Faithfully embeddable graphs Consider a weighted graph $G$ with weights $\omega_{ii}=0$, $\omega_{ij}=\omega_{ji}>0$, obeying the triangle inequality. One might want to ask into which metric spaces $X$ such a graph can be embedded faithfully, i.e. such that the (abstract) weight $\omega_{ij}$ between two vertices equals their (geometric) distance $d_{ij}$.
One trivial answer is: into the graph $G$ itself which is by definition a metric space. But this is not what one wants to get as an answer.
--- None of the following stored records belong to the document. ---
Issue #1788, opened 2014-08-07
You might be leaking a variable (exports) here (node.js)


ragamufin:
Hi, I'm running into something related to https://github.com/jshint/jshint/issues/480. The following code triggers the `W120` error "You might be leaking a variable (exports) here":

```
var settings = exports = module.exports = ...
```

This happens even if I set:

```
/*global exports:true*/
```

I often write singletons this way declaring it and setting the exports and module.exports to it in one line for simplicity's sake. I can get around this by declaring the variable before setting it to equal exports but since this is perfectly valid node.js code I figured it would be nice if jshint could handle it. Thanks in advance.

vandigroup:
+1

bewam:
This behavior is the same with constants.
```javascript
const myFirstConstant = mySecondConstant = 'what ever';
```

nicolo-ribaudo:
@bewam In your code, `mySecondConstant` isn't a constant. That code is like
```js
mySecondConstant = 'what ever';
const myFirstConstant = mySecondConstant;
```

thetutlage:
Any updates on this ?

superkhau:
+1

jugglinmike:
It turns out this issue is unrelated to the `node` option. I'm proposing a fix in gh-2821; there's more detail there if you're curious.

Pictor13:
No news about this?
Is it something that one should actually pay attention to? Or can just be ignored/suppressed?

PR #2821, opened 2016-01-02
Improve w120

jugglinmike:
I've split the patch into two commits to more clearly demonstrate the effect of
the change. The first commit simply adds tests (some of which "prove" incorrect
functionality). The second commit fixes the implementation, and updates the
test only by removing the invalid assertions and updating the expected message
for the valid assertions.

(Personally, I think this would best be avoided by disallowing variable
shadowing via `shadow: outer`, but that is a subjective decision that doesn't
help users contributing to codebases that disagree.)

This resolves gh-1788.

Commit message:

> Warning 120 (message "You might be leaking a variable ({a}) here.") is
> triggered when a binding statement contains an assignment expression whose left
> hand side is an identifier. For instance, the assignment to `x` triggers the
> warning in each of the following three statements:
> 
>     var v = x = null;
>     let l = x = null;
>     const c = x = null;
> 
> In these contexts, it is possible that the author mistakenly believes that a
> new binding for the `x` identifier is being created. Warning 120 was presumably
> implemented to help developers avoid unintentionally creating global
> bindings.
> 
> As implemented, JSHint does not consider whether the binding in question has
> already been created, so the following code also triggers the warning (despite
> being safe):
> 
>     var y;
>     var v2 = y = null;
> 
> JSHint maintains environment records for each scope, so this problem could be
> resolved by referencing the containing scope(s). Such a solution would not
> address a more fundamental problem: the warning is mostly duplicative of W117
> ("{a} is not defined."). Users are already alerted of the "leakage" when the
> `undef` option is set. JSHint already operates as expected for the following
> input, issuing W117 for line 2 but *not* for line 4:
> 
>     // jshint undef: true, -W120
>     var v = x = null;
>     var y;
>     var v2 = y = null;
> 
> W117 is preferable for two reasons:
> 
> 1. it is much more robust, as it covers a wide array of additional instances
>    where global bindings are being created
> 2. it is controlled by a dedicated linting option that is human-readable and
>    well documented
> 
> Although this makes the warning a good candidate for outright removal, the
> original intention suggests a special case that W120 is uniquely positioned to
> address: re-assignment of bindings in a "higher" scope. For example:
> 
>     let v1 = 0;
>     {
>       let v2 = v1 = 1;
>     }
> 
> Just as in previous examples, the author of this code may have mistakenly
> assumed that the second `let` statement created a new `v1` binding and that
> each instance of the `v1` identifier referenced a unique block-scoped binding.
> This is incorrect for the same reasons, and the mistake has similar
> implications for program correctness.
> 
> However, unlike previous examples, this mistake would *not* be
> identified by `undef`/W117 because `v1` is defined.
> 
> Refactoring W120 to address this concern is backwards compatabile with
> previous versions of JSHint because this is a special case of the
> previously-implemented behavior (the overall effect is a relaxing of
> linting constraints).
> 
> Re-write the conditions that trigger warning W120 to be limited to only
> those cases where the nested assignment expression may be misinterpreted
> as shadowing a binding in a higher scope. Update the warning message to
> describe the more specific issue.

### DIFF
--- a/src/jshint.js
+++ b/src/jshint.js
@@ -3570,7 +3570,10 @@ var JSHINT = (function() {
 
       if (state.tokens.next.id === "=") {
         advance("=");
-        if (!prefix && peek(0).id === "=" && state.tokens.next.identifier) {
+        if (!prefix && peek(0).id === "=" && state.tokens.next.identifier &&
+          state.funct["(scope)"].has(state.tokens.next.value) &&
+          !state.funct["(scope)"].block.has(state.tokens.next.value)
+          ) {
           warning("W120", state.tokens.next, state.tokens.next.value);
         }
         var id = state.tokens.prev;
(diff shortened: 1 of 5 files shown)


rwaldron:
This is a lot more to read than the others, so I will look tomorrow.

rwaldron:
Unless I don't, which means I opted to play video games instead ;)

Pictor13:
Ping. No news about this?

Neither is - in the case of a graph with $n$ vertices - an answer like some distortion of $\mathbb{R}^{n-1}$.

So what would be - if any - a sensible family of metric spaces one could restrict this
  question to in order to get interesting answers?
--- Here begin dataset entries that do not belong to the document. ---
PR #2822, opened 2016-01-03
[[FIX]] Do not require global USD for any envs

jugglinmike:
In web browsers, enabling ES5 "strict mode" at a global level effects
all scripts executed in the same context. For this reason, the `strict`
option was originally implemented to enforce the directive's use in
function scope only.  However: the Browserify, Node.js, and PhantomJS
environments do not suffer from this problem.

Recent improvements to the option's behavior included making JSHint's
interpretation of `strict: true` to be contextual: in those environments
where a global `use strict` directive is "safe," enabling the option
would require the global directive.

Although this change is an improvement (because it encourages more code
to be written in strict mode), it is backwards incompatible. Moreover,
the option's documentation in JSHint 2.8.0 explicitly described the
sub-optimal behavior:

> *Note:* This option enables strict mode for function scope only. It
> *prohibits* the global scoped strict mode because it might break
> third-party widgets on your page. If you really want to use global
> strict mode, see the *globalstrict* option.

For this reason, `strict: true` should continue to trigger the "legacy"
behavior. The change brings that configuration completely in-line with
the recently-introduced `strict: func`, and because `strict: func` has
not been released in a stable version, it can safely be removed.

@lukeapage @nicolo-ribaudo This effectively reverts gh-2576, so I'd appreciate if either of you could weigh in--I want to make sure I'm not missing something important!

### DIFF
--- a/tests/unit/options.js
+++ b/tests/unit/options.js
@@ -1678,12 +1678,10 @@ exports.strict = function (test) {
   var run = TestRun(test)
     .addError(1, 'Missing "use strict" statement.');
   run.test(code, { es3: true, strict: true });
-  run.test(code, { es3: true, strict: "func" });
   run.test(code, { es3: true, strict: "global" });
   TestRun(test).test(code, { es3: true, strict: "implied" });
 
   TestRun(test).test(code1, { es3: true, strict: true });
-  TestRun(test).test(code1, { es3: true, strict: "func" });
   TestRun(test).test(code1, { es3: true, strict: "global" });
   TestRun(test)
     .addError(1, 'Unnecessary directive "use strict".')
@@ -1695,7 +1693,6 @@ exports.strict = function (test) {
     .addError(7, 'Strict violation.')
     .addError(8, 'Strict violation.');
   run.test(src, { es3: true, strict: true });
-  run.test(src, { es3: true, strict: "func" });
   run.test(src, { es3: true, strict: "global" });
 
   run = TestRun(test)
@@ -1709,7 +1706,6 @@ exports.strict = function (test) {
     .test(src3, {es3 : true});
 
   TestRun(test).test(code2, { es3: true, strict: true });
-  TestRun(test).test(code2, { es3: true, strict: "func" });
   TestRun(test)
     .addError(1, 'Missing "use strict" statement.')
     .test(code2, { es3: true, strict: "global" });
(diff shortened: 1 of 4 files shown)


jugglinmike:
This resolves gh-2759.

jugglinmike:
This is blocking the release of version 2.9.1. Although @lukeapage and/or
@nicolo-ribaudo's input would be really valuable here, I'd be willing to move
forward after a review from any of the maintainers. @rwaldron @caitp: do either
of you have time to review and (possibly) merge? My plan is to publish another
release candidate with just this fix and hopefully following that with the
stable release after a few days.

nicolo-ribaudo:
This PR looks good to me (I can't think of a better approach to fix the regression).

Will the stricter behaviour be reintroduced in JSHint 3?

tests/unit/options.js
```diff
@@ -1745,6 +1736,42 @@ exports.strict = function (test) {
...
+    "(function() { 'use strict'; void 0; }());"
+  ];
+  TestRun(test, "")
+    .addError(2, "Missing \"use strict\" statement.")
+    .test(partialStrict, { strict: true, browserify: true });
+  TestRun(test, "")
+    .addError(2, "Missing \"use strict\" statement.")
+    .test(partialStrict, { strict: true, node: true });
+  TestRun(test, "")
+    .addError(2, "Missing \"use strict\" statement.")
```
rwaldron: nit: can you just use single quotes inside the string here to avoid the escaping? Feel free to ignore this

rwaldron:
I'm with @nicolo-ribaudo here, I also cannot think of a better way to resolve the regression.

@jugglinmike I'll leave it up to you to change the quoting or not, otherwise this looks good to me and is ready to merge.

tests/unit/options.js
jugglinmike: I agree with the sentiment, but this is unavoidable because [the assertion uses a strict equality to compare "expected" and "actual" string values](https://github.com/jshint/jshint/blob/cfe6c43548debf11b4f7b4098d79a1316ca420a7/tests/helpers/testhelper.js#L67)

rwaldron: Ah! Ok then nevermind. Thanks for the reminder

jugglinmike:
@nicolo-ribaudo I think it would be good to re-introduce this in version 3.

To turn the problem around: 

Given a metric space $X$ and the family of graphs that can be embedded faithfully into $X$. Can these graphs be characterized otherwise, eventually?

(Think of Kuratowski's characterization of planar graphs.)
 A: To see whether a complete graph (also known as a finite metric space) is isometrically embeddable in $\mathbb{E}^n,$ one needs to check the signs of various minors of the Cayley-Menger matrix, described here.link text This is equivalent to checking whether a certain symmetric matrix $M$ is positive-semi-definite, where, if your graph has $n+1$ vertices $v_0, \dots, v_n,$ the matrix is $n\times n,$ and the entries are given by:
$M_{ii} = d_{0i}^2,$ while $M_{ij} = \frac12 (d_{0i}^2+ d_{0j}^2 - d_{ij}^2).$
The necessity of these conditions is easy, the sufficiency, and more than you ever wanted to know about the subject can be found in Blumenthal's Metric Geometry.
If you are allowed some distortion, you can lower the embedding dimension a lot by using the celebrated Johnson-Lindenstrauss Lemma. Be forewarned that there is an enormous body of work based on this.
A: Perhaps the terminology is misleading: since you are taking the complete graph, it's more of a question about matrices, in my opinion.
Problems of this kind were studied by Neumaier. One paper I found now on his webpage is:
http://solon.cma.univie.ac.at/scan/62.pdf
He gives necessary and sufficient conditions for a given $n \times n$ matrix to be the matrix of squared distances between Euclidean vectors in some $\mathbb{R}^{m}$. The references are also interesting. In particular, in an earlier paper (http://solon.cma.univie.ac.at/scan/16.pdf) he deals with other kinds of spaces too.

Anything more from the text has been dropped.